IMPORTANCE DE L’ÉTAT DE SANTÉ GLOBAL ET DU PARTENAIRE DANS LA LONGÉVITÉ DE L’ACTIVITÉ SEXUELLE


Si l’espérance de vie est de 85 ans pour les femmes en France, il faut modérer l’enthousiasme par l’âge moyen d’espérance de vie sans invalidité qui est chez nous de 63 ans pour les femmes et 62 ans pour les hommes. Une enquête récente sur 3 005 hommes et femmes aux USA montre que 73 % des 57-64 ans, 53 % des 65- 74 et 26 % des 75-85 ans ont une activité sexuelle, le facteur déterminant étant la présence de problèmes de santé, une des raisons les plus fréquentes d’inactivité sexuelle pour lesfemmes de cette étude étant un problème de santé masculin (64 %) ou un manque d’intérêt sexuel (51 %). Ce qui corrobore les conclusions déjà anciennes de Pfeiffer et al. qui montraient que l’arrêt de la sexualité qui se situait à 60 ans pour les femmes et 68 ans pour les hommes était imputable au conjoint et non à l’épouse.

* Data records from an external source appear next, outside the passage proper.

PR #5676, opened 2022-03-16
Common: Removed array-index manipulation logic for more standardised abstractions

tcoyvwac:
### Description of Changes

* Manipulation of array indexes to assign data, changed to be more standardised and to strengthen `const`ness.
* Method to locate particular `EGLConfig`-data, changed to be more C++ standardised.

### Rationale behind Changes

* Standardisation, to use more C++ standard algorithms and IIFE (Immediately invoked function expressions).
  * This makes the source-code easier-to-read, as it is using common-abstracted C++ concepts.
* Much reduced code-size to maintain.
* Stronger `const`-correctness.

### Suggested Testing Steps
* CI should pass and build with no problems.
  * _Structurally, nothing has changed, only replaced previous code with refactored C++ common algorithm code._

---
_P.S. This is a great project! :smile_cat: Thank you for all your work so far! :tada:_

### DIFF
--- a/common/GL/ContextEGL.cpp
+++ b/common/GL/ContextEGL.cpp
@@ -334,17 +334,15 @@ namespace GL
 			config = configs.front();
 		}
 
-		int attribs[8];
-		int nattribs = 0;
-		if (version.profile != Profile::NoProfile)
-		{
-			attribs[nattribs++] = EGL_CONTEXT_MAJOR_VERSION;
-			attribs[nattribs++] = version.major_version;
-			attribs[nattribs++] = EGL_CONTEXT_MINOR_VERSION;
-			attribs[nattribs++] = version.minor_version;
-		}
-		attribs[nattribs++] = EGL_NONE;
-		attribs[nattribs++] = 0;
+		const auto attribs = [version]() -> std::array<int, 8> {
+			if (version.profile != Profile::NoProfile)
+				return {
+					EGL_CONTEXT_MAJOR_VERSION, version.major_version,
+					EGL_CONTEXT_MINOR_VERSION, version.minor_version,
+					EGL_NONE
+				};
+			return {EGL_NONE};
+		}();
 
 		if (!eglBindAPI((version.profile == Profile::ES) ? EGL_OPENGL_ES_API : EGL_OPENGL_API))
 		{
@@ -352,7 +350,7 @@ namespace GL
 			return false;
 		}
 
-		m_context = eglCreateContext(m_display, config.value(), share_context, attribs);
+		m_context = eglCreateContext(m_display, config.value(), share_context, attribs.data());
 		if (!m_context)
 		{
 			Console.Error("eglCreateContext() failed: %d", eglGetError());
--- a/common/GL/ContextEGL.cpp
+++ b/common/GL/ContextEGL.cpp
@@ -285,23 +285,18 @@ namespace GL
 		Console.WriteLn(
 			"Trying version %u.%u (%s)", version.major_version, version.minor_version,
 			version.profile == Context::Profile::ES ? "ES" : (version.profile == Context::Profile::Core ? "Core" : "None"));
-		int surface_attribs[16];
-		int nsurface_attribs = 0;
-		surface_attribs[nsurface_attribs++] = EGL_RENDERABLE_TYPE;
-		surface_attribs[nsurface_attribs++] = (version.profile == Profile::ES) ?
-                                                  ((version.major_version >= 3) ? EGL_OPENGL_ES3_BIT :
-                                                                                  ((version.major_version == 2) ? EGL_OPENGL_ES2_BIT : EGL_OPENGL_ES_BIT)) :
-                                                  EGL_OPENGL_BIT;
-		surface_attribs[nsurface_attribs++] = EGL_SURFACE_TYPE;
-		surface_attribs[nsurface_attribs++] = (m_wi.type != WindowInfo::Type::Surfaceless) ? EGL_WINDOW_BIT : 0;
-		surface_attribs[nsurface_attribs++] = EGL_RED_SIZE;
-		surface_attribs[nsurface_attribs++] = 8;
-		surface_attribs[nsurface_attribs++] = EGL_GREEN_SIZE;
-		surface_attribs[nsurface_attribs++] = 8;
-		surface_attribs[nsurface_attribs++] = EGL_BLUE_SIZE;
-		surface_attribs[nsurface_attribs++] = 8;
-		surface_attribs[nsurface_attribs++] = EGL_NONE;
-		surface_attribs[nsurface_attribs++] = 0;
+
+		const int renderable_type = version.profile == Profile::ES
+			? ((version.major_version >= 3) ? EGL_OPENGL_ES3_BIT : ((version.major_version == 2) ? EGL_OPENGL_ES2_BIT : EGL_OPENGL_ES_BIT))
+			: EGL_OPENGL_BIT;
+		const int surface_attribs[] = {
+			EGL_RENDERABLE_TYPE, renderable_type,
+			EGL_SURFACE_TYPE, (m_wi.type != WindowInfo::Type::Surfaceless) ? EGL_WINDOW_BIT : 0,
+			EGL_RED_SIZE, 8,
+			EGL_GREEN_SIZE, 8,
+			EGL_BLUE_SIZE, 8,
+			EGL_NONE
+		};
 
 		EGLint num_configs;
 		if (!eglChooseConfig(m_display, surface_attribs, nullptr, 0, &num_configs) || num_configs == 0)
--- a/common/GL/ContextEGL.cpp
+++ b/common/GL/ContextEGL.cpp
@@ -313,21 +313,18 @@ namespace GL
 		}
 		configs.resize(static_cast<u32>(num_configs));
 
-		std::optional<EGLConfig> config;
-		for (EGLConfig check_config : configs)
-		{
-			if (CheckConfigSurfaceFormat(check_config))
+		const auto m_config = [this, &configs]() {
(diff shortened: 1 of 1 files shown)


lightningterror (commented):
Formatting can be better.

common/GL/ContextEGL.cpp
```diff
@@ -285,74 +287,56 @@ namespace GL
...
-		surface_attribs[nsurface_attribs++] = EGL_BLUE_SIZE;
-		surface_attribs[nsurface_attribs++] = 8;
-		surface_attribs[nsurface_attribs++] = EGL_NONE;
-		surface_attribs[nsurface_attribs++] = 0;
+
+		const auto surface_attribs = [this, version]() -> std::array<int, 16> {
+			const auto renderable_type_value = (version.profile == Profile::ES) ?
+												   ((version.major_version >= 3) ? EGL_OPENGL_ES3_BIT :
+                                                                                   ((version.major_version == 2) ? EGL_OPENGL_ES2_BIT : EGL_OPENGL_ES_BIT)) :
+                                                   EGL_OPENGL_BIT;
```
refractionpcsx2, line 295: There seems to be a mix of tabs and spaces, better just stick to tabs

tcoyvwac:
Humm, is there a _new_ particular format / formatting which is preferred? The current format was done by the project's `.clang-format` so I am slightly confused! :sweat_smile: 

I am happy to adjust and add special `clang-format off` blocks if you like.

common/GL/ContextEGL.cpp
tcoyvwac: The formatting has been done by the project's `.clang-format`! :sweat_smile: (You can see that the previous code was somewhat similar styled)!

I am happy to make a special `clang-format off` for this section, and make the code _stick to tabs_ if needed / if you like.

tellowkrinkle (commented):
If you'd like to use clang-format, please stick to `git clang-format` instead of blindly formatting entire files.  This makes it so you don't have to throw clang-format off tags around every spot where clang-format is dumb and doesn't know how to indent with tabs.

And sorry, I'm a bit more picky with the formatting of these key-value lists, clang-format doesn't really understand them.

tcoyvwac:
> If you'd like to use clang-format, please stick to `git clang-format` ...
> [...] 
> And sorry, I'm a bit more picky with the formatting of these key-value lists, clang-format doesn't really understand them.

Interestingly and to confirm things, the formatting was done _exactly this way_, by using `git clang-format` as part of development before making the PR. Humm, I think if there are any problems with the formatting, the project's `.clang-format` may need adjusting. One can verify this by cloning this branch and run `git clang-format` to verify if you like. 

> ...**clang-format is dumb**...

Agree with you @tellowkrinkle! I have no personal preferences on formatting when it comes to open-source projects, I just let the project's `.clang-format` do its thing on the file, that's why I assume it is there! :wink: Happy to make any adjustments to accommodate `clang-format` dumbness.

common/GL/ContextEGL.cpp
```diff
@@ -285,74 +287,54 @@ namespace GL
...
-		surface_attribs[nsurface_attribs++] = EGL_NONE;
-		surface_attribs[nsurface_attribs++] = 0;
+
+		const auto surface_attribs = [this, version]() -> std::array<int, 16> {
+			const auto opengl_es_version_number = [](auto major_version) {return ((major_version >= 3) ? EGL_OPENGL_ES3_BIT : ((major_version == 2) ? EGL_OPENGL_ES2_BIT : EGL_OPENGL_ES_BIT)); };
+			const auto renderable_type_value = (version.profile == Profile::ES) ? opengl_es_version_number(version.major_version) : EGL_OPENGL_BIT;
+			const auto surface_type_value = (m_wi.type != WindowInfo::Type::Surfaceless) ? EGL_WINDOW_BIT : 0;
+
+			return {EGL_RENDERABLE_TYPE, renderable_type_value, EGL_SURFACE_TYPE, surface_type_value, EGL_RED_SIZE, 8, EGL_GREEN_SIZE, 8, EGL_BLUE_SIZE, 8, EGL_NONE, 0};
+		}();
```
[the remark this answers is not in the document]
tcoyvwac: _When dealing with unknown code in an unknown codebase, the lambda-form can be a lifesaver in determining and clearly-stating side-effects from unknown external variables!_...But I agree with you @tellowkrinkle , in this case, it is ridiculous now with your clarification! :sweat_smile: Thanks!

---

So... in the original code, the variable [`surface_attribs` was strongly stated as `surface_attribs[16]`](https://github.com/PCSX2/pcsx2/pull/5676/files#diff-5be66afa8049cdaefb8fd5b469f92661ece7f3459cbbfc74f2a1ae3fa6c7e206L288). Because of the `C`-form declaration, the remaining unused array elements were not initialised. This may cause erroneous behaviour and was the main reason why `surface_attribs` was changed to `const std::array<int 16>`.

Is it ok @tellowkrinkle to adjust the datatype you're suggesting (a variable-length `C` array) to `const std::array<int, 16>`? Currently, your form could cause problems if something is expecting an array-datatype with `16` elements...

common/GL/ContextEGL.cpp
```diff
@@ -227,8 +227,10 @@ namespace GL
 		const u32 height = std::max<u32>(m_wi.surface_height, 1);
 
 		EGLint attrib_list[] = {
-			EGL_WIDTH, static_cast<EGLint>(width),
-			EGL_HEIGHT, static_cast<EGLint>(height),
+			EGL_WIDTH,
+			static_cast<EGLint>(width),
+			EGL_HEIGHT,
+			static_cast<EGLint>(height),
```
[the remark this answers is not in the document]
tcoyvwac: `git clang-format` being dumb... Happy to ignore and revert!

common/GL/ContextEGL.cpp
```diff
@@ -285,74 +287,54 @@ namespace GL
...
-			attribs[nattribs++] = EGL_CONTEXT_MAJOR_VERSION;
-			attribs[nattribs++] = version.major_version;
-			attribs[nattribs++] = EGL_CONTEXT_MINOR_VERSION;
-			attribs[nattribs++] = version.minor_version;
-		}
-		attribs[nattribs++] = EGL_NONE;
-		attribs[nattribs++] = 0;
+		const auto attribs = [version]() -> std::array<int, 8> {
+			if (version.profile != Profile::NoProfile)
+				return {EGL_CONTEXT_MAJOR_VERSION, version.major_version, EGL_CONTEXT_MINOR_VERSION, version.minor_version, EGL_NONE, 0};
```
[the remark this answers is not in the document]
tcoyvwac: No problems, `git clang-format` being `git clang-format` here! :sweat_smile:

tellowkrinkle:
I assume that final formatting commit wasn't from `git clang-format`?

And yes, for the other ones we're going to have to fight with clang-format since the issues are with newly added code.  (I usually try not to complain about newly added code as long as it matches clang-format since I realize not everyone wants to manually format their code.  This is an exception, which is why I mentioned being picky about those key-value lists)

tcoyvwac:
> I assume that final formatting commit wasn't from git clang-format? That's what I was talking about when I mentioned using git clang-format, since all it does is edit a bunch of lines that weren't touched by the rest of the changes.

To double-check, I went to my bash-history to confirm the issue... Here are the results:
```
clang-format -- pcsx2/common/GL/ContextEGL.cpp  
git clang-format --  pcsx2/common/GL/ContextEGL.cpp  
```
_(`clang-format` is aliased to `clang-format -i`)_

---

Whoops haha! Mystery solved! :smile: 
Will delete the commit: https://github.com/PCSX2/pcsx2/pull/5676/commits/d6dfcfb5446e90b5151afef35cd2393998b82a53. :+1:

common/GL/ContextEGL.cpp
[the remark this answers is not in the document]
tellowkrinkle: `eglChooseConfig` uses `EGL_NONE` as a terminator, so it should be fine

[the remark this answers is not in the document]
tellowkrinkle: I assume the original choice of 16 was a "I don't want to count these, 16 should be enough" but with an initializer list, the compiler counts for us so we don't have to worry

common/GL/ContextEGL.cpp
```diff
@@ -318,41 +313,34 @@ namespace GL
...
-		for (EGLConfig check_config : configs)
-		{
-			if (CheckConfigSurfaceFormat(check_config))
-			{
-				config = check_config;
-				break;
-			}
-		}
+		auto config = [this, &configs]() {
+			const auto found_config = std::find_if(std::begin(configs), std::end(configs), [&](auto&& check_config) { return CheckConfigSurfaceFormat(check_config); });
```
tellowkrinkle, line 317: Is there anything preventing you from using `CheckConfigSurfaceFormat` directly instead of wrapping it in a lambda that calls it?

Also you can remove the usage of the `std::optional` completely if you pull the lower `!config.has_value()` check into here

common/GL/ContextEGL.cpp
RedDevilus: Clang formatting in PCSX2 has a lot to be desired unfortunately. Don't think there is a correct and easy way to go about it.

tcoyvwac: The extra formatting on certain untouched parts of the codebase were on my part (running `clang-format` instead of `git clang-format` sorry!), but all linters are not "optimal" in the end, so happy to just adjust to whatever helpful comments to correct the problems any time.

common/GL/ContextEGL.cpp
tellowkrinkle: I mean like this
```cpp
std::find_if(std::begin(configs), std::end(configs), CheckConfigSurfaceFormat)
```

tellowkrinkle (approved):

LONGÉVITÉ NOUVELLE DE LA VIE SEXUELLE ET IMPACT DU STATUT CONJUGAL


Quand même, force est de constater, comme l’a montré récemment Beckman et al. dans une population de 1 506 adultes (946 femmes et 560 hommes) suivie entre 1971 et 2001, que les choses changent : les septuagénaires de 2000 sont 54 % à avoir eu une activité sexuelle dans l’année écoulée, ils n’étaient que 30 % en 1971; chez les femmes mariées, le taux est passé de 38 % à 56 %, chez les femmes célibataires de 1 % à 12 %. On note par ailleurs une proportion
de divorces et de nouveaux couples  qui augmente avec une proportion de satisfaction sexuelle qui s’avère élevée.